My thanks to Jonathan M. for passing my suggestion for a CSI thread on and a very special thanks to Denyse O’Leary for inviting me to offer a guest post.
[This post has been advanced to enable a continued discussion on a vital issue. Other newer stories are posted below. – O’Leary ]
In the abstract of Specification: The Pattern That Signifies Intelligence, William Demski asks “Can objects, even if nothing is known about how they arose, exhibit features that reliably signal the action of an intelligent cause?” Many ID proponents answer this question emphatically in the affirmative, claiming that Complex Specified Information is a metric that clearly indicates intelligent agency.
As someone with a strong interest in computational biology, evolutionary algorithms, and genetic programming, this strikes me as the most readily testable claim made by ID proponents. For some time I’ve been trying to learn enough about CSI to be able to measure it objectively and to determine whether or not known evolutionary mechanisms are capable of generating it. Unfortunately, what I’ve found is quite a bit of confusion about the details of CSI, even among its strongest advocates.
My first detailed discussion was with UD regular gpuccio, in a series of four threads hosted by Mark Frank. While we didn’t come to any resolution, we did cover a number of details that might be of interest to others following the topic.
CSI came up again in a recent thread here on UD. I asked the participants there to assist me in better understanding CSI by providing a rigorous mathematical definition and showing how to calculate it for four scenarios:
- A simple gene duplication, without subsequent modification, that increases production of a particular protein from less than X to greater than X. The specification of this scenario is “Produces at least X amount of protein Y.”
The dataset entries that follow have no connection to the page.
PR #218, opened 2016-10-24
(fix):  Fixed bug when ColumnMode.force is used to fill up viewport width.

java2kus:
- [X] Bugfix
- [ ] Feature
- [ ] Build related changes
- [ ] CI related changes

When maxWidth/minWidth are set for a few columns the calculation for columnWidths does not fill up the entire viewport.   Issue is in the below line which is executed only once:
 https://github.com/swimlane/angular2-data-table/blob/master/src/utils/math.ts#L116 

even though the delta width is not filled when maxwidth/minWidth is reached below:
https://github.com/swimlane/angular2-data-table/blob/master/src/utils/math.ts#L128-L131

**What is the new behavior?**
New behavior fills up the width greedily until the entire view port is filled.

- [ ] Yes
- [X] No

**Other information**:

…idth.

### DIFF
--- a/src/utils/math.ts
+++ b/src/utils/math.ts
@@ -98,40 +98,71 @@ function scaleColumns(colsByGroup: any, maxWidth: any, totalFlexGrow: any) {
  * @param {int} expectedWidth
  */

- Tom Schneider’s ev evolves genomes using only simplified forms of known, observed evolutionary mechanisms, that meet the specification of “A nucleotide that binds to exactly N sites within the genome.” The length of the genome required to meet this specification can be quite long, depending on the value of N. (ev is particularly interesting because it is based directly on Schneider’s PhD work with real biological organisms.)
- Tom Ray’s Tierra routinely results in digital organisms with a number of specifications. One I find interesting is “Acts as a parasite on other digital organisms in the simulation.” The length of the shortest parasite is at least 22 bytes, but takes thousands of generations to evolve.
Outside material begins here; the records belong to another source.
PR #275, opened 2016-11-10
fix for first click sorting. It used the previous value for the sorts…

gerhardboer:
- [x ] Bugfix
- [ ] Feature
- [ ] Build related changes
- [ ] CI related changes

When the user clicks on a column header to sort, the first click does not seem to do anything.
The second click sorts the rows.
see also https://github.com/swimlane/angular2-data-table/issues/254

**What is the new behavior?**
The rows are sorted on the first click of the column header.

- [ ] Yes
- [x ] No

**Other information**:

… when calling the sorting function. Changed it to use the sort that comes in from the event.


amcdnl:
Thanks!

- The various Steiner Problem solutions from a programming challenge a few years ago have genomes that can easily be hundreds of bits. The specification for these genomes is “Computes a close approximation to the shortest connected path between a set of points.”
vjtorley very kindly and forthrightly addressed the first scenario in detail. His conclusion is:
I therefore conclude that CSI is not a useful way to compare the complexity of a genome containing a duplicated gene to the original genome, because the extra bases are added in a single copying event, which is governed by a process (duplication) which takes place in an orderly fashion, when it occurs.
In that same thread, at least one other ID proponent agrees that known evolutionary mechanisms can generate CSI. At least two others disagree.
I hope we can resolve the issues in this thread. My goal is still to understand CSI in sufficient detail to be able to objectively measure it in both biological systems and digital models of those systems. To that end, I hope some ID proponents will be willing to answer some questions and provide some information:
- Do you agree with vjtorley’s calculation of CSI?
- Do you agree with his conclusion that CSI can be generated by known evolutionary mechanisms (gene duplication, in this case)?
- If you disagree with either, please show an equally detailed calculation so that I can understand how you compute CSI in that scenario.
- If your definition of CSI is different from that used by vjtorley, please provide a mathematically rigorous definition of your version of CSI.
- In addition to the gene duplication example, please show how to calculate CSI using your definition for the other three scenarios I’ve described.
Discussion of the general topic of CSI is, of course, interesting, but calculations at least as detailed as those provided by vjtorley are essential to eliminating ambiguity. Please show your work supporting any claims.
Thank you in advance for helping me understand CSI. Let’s do some math!